Or better yet, read on.

I challenge you
not
to change your mind when you see how it is with the three of us.

Casey and I are making tracks to the bookstore when he gets out of the shower. Gotta buy books so we can study our butts off, right? Hate for Casey to study his butt off, it’s so freaking cute. LOL.

Gotta try to get my mind, and Casey’s mind too, off Nate and what he’s doing by himself back in our hometown in the sticks of New Hampshire.

Miss the fuck outta him.

Just saying.

 

 

C
ASEY

S
REAL
LIFE

 

B
Y
THE
middle of senior year at Benjamin Franklin High School, just about everybody at school had figured out our not-so-secret love alliance. In addition, our parents had developed a fairly clear picture of what we were to each other. My parents were basically fine with it, which seemed unlikely, but considering the alternative, their son being in love with two guys was the best option available. They had watched as Nate and Zander literally lifted me out of a deep pit of depression in the middle of my junior year after I’d been bullied, both mentally and physically, beyond the limits of my endurance by the popular girls. Or as I called my tormenters, “the Queen Bees.” I’m reasonably certain that Mom and Dad had experienced the normal reservations in regards to their son’s threesome love relationship, but instead of making waves, I believe they chose to consider Zander and Nate as bonus sons. As for Zander’s mother, she didn’t much care what Zander was up to as long as he steered clear of trouble and got decent grades, so she didn’t factor in as a big issue for us. Nate’s uncle was the only “guardian” of one of us—and I used that term very loosely when it came to him—who didn’t have a clue about the charmingly romantic “throuple”—a combination of three and couple—in which we were involved. But that was a story in itself. Suffice it to say, what Uncle Rich didn’t know wouldn’t hurt Nate.

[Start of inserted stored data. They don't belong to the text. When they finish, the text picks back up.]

PR #180, opened 2019-06-14
Infinite Bi-Lanczos fix

eringh:
Fixes some bugs in Infinite Bi-Lanczos:
- `maxit` number of iterations was not possible due to an off-by-one error
- `NoConvergenceException` was not thrown due to how variables were defined

Also adds feature compute as many eigenvalues as possible in `maxit` iterations. As discussed in #177.


jarlebring:
Nice fix. From my perspective, it can be merged.  :+1:

PR #189, opened 2019-07-19
Contour block SS

jarlebring:
New attempt for the contour integral method block SS method (previously contour_assu) described in [Asakura, Sakurai, Tadano, Ikegami, Kimura, A numerical method for nonlinear eigenvalue problems using contour integrals, JSIAM Letters, 2009 Volume 1 Pages 52-55](https://www.jstage.jst.go.jp/article/jsiaml/1/0/1_0_52/_article) 

Example:
```julia
julia> nep=SPMF_NEP([[0 1 ; 1 1.0], [1 0 ; 0 0]], [s->one(s),s->exp(1im*s^2)]);
julia> λ,V=contour_block_SS(nep);
julia> norm(compute_Mlincomb(nep,λ[1],V[:,1]))
1.3148059621411757e-15
```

The three of us had basically been inseparable for the past year and a half. Every day since the winter of junior year in high school, we sat together in classes and at lunch and drove to school together and then back home as well, when Zander and I didn’t have after-school activities. Nate didn’t participate in extracurriculars, except for the gay-straight alliance at our school, called One Voice, which he and Zander founded in an effort to support me and other LGBTQ kids at school during junior year. If we didn’t have sports or clubs, he usually just dropped us off at home and went straight to work at the Humane Society, where he helped out with the dogs.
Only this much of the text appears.